(Records from a data collection)
= Beginning of Section =
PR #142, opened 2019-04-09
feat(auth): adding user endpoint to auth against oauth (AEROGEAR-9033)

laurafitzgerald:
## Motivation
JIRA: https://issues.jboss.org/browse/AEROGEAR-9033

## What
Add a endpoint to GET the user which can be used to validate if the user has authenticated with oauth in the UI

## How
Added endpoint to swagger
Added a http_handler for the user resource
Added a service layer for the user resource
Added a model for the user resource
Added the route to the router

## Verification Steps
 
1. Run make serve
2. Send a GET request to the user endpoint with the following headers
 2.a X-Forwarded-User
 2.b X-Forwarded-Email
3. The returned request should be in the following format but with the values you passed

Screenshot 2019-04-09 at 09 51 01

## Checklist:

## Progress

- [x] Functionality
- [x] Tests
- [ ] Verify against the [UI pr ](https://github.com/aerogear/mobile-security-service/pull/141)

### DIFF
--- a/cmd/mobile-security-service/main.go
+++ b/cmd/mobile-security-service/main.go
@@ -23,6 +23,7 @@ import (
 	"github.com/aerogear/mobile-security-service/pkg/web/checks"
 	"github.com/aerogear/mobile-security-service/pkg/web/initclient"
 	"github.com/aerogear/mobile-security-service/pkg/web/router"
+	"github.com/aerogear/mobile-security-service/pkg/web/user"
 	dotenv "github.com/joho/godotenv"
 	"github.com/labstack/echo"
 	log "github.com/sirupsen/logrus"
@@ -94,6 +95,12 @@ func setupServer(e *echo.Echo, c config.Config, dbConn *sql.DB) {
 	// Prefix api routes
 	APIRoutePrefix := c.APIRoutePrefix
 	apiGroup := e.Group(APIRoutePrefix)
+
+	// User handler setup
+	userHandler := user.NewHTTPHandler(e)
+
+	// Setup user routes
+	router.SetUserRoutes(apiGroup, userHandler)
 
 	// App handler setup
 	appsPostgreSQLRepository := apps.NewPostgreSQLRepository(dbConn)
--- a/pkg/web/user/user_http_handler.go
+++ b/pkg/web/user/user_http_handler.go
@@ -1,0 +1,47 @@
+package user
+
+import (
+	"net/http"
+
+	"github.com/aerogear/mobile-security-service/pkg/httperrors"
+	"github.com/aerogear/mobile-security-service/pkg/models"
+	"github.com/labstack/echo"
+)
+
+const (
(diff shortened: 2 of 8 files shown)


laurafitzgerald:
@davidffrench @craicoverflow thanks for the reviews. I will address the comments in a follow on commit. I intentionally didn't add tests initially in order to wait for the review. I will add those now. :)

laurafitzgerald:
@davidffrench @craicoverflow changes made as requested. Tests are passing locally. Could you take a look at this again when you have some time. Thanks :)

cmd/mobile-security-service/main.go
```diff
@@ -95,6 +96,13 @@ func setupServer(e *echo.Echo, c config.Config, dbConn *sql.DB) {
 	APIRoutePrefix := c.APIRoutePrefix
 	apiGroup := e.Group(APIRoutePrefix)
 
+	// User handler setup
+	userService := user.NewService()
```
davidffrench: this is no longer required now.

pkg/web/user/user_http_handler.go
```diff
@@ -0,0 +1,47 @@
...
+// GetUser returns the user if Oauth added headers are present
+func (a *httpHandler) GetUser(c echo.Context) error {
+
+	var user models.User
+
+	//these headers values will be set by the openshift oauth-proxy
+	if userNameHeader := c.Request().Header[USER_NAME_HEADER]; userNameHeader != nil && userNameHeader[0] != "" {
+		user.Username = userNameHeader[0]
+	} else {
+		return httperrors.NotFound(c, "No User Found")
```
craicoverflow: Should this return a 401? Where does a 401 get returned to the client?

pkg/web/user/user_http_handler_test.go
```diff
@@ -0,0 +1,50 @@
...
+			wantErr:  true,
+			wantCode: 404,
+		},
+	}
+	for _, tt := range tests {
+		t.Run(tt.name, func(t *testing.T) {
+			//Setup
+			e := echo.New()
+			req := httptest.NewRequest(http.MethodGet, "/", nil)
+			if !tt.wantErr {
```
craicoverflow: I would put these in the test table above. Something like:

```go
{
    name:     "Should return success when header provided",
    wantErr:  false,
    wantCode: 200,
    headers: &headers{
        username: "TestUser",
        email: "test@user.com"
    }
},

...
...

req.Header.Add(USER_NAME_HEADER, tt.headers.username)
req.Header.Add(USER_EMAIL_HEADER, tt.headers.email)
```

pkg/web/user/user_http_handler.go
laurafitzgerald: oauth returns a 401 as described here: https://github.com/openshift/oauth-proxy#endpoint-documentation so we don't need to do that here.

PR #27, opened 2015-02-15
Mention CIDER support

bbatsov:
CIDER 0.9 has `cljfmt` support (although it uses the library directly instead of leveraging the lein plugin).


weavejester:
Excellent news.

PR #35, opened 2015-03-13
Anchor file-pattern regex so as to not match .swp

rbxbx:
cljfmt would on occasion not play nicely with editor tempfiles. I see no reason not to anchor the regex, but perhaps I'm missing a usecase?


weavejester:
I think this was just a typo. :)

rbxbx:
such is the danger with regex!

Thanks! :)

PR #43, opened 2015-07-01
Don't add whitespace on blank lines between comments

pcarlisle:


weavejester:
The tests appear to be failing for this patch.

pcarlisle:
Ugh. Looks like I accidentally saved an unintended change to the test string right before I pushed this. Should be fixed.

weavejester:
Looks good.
= End of Section =
▶ **EXERCISE DESCRIPTION**: Read the entries above and find each line holding the word "support". Copy it out.

▶ **TASK SOLUTION**:
Mention CIDER support
CIDER 0.9 has `cljfmt` support (although it uses the library directly instead of leveraging the lein plugin).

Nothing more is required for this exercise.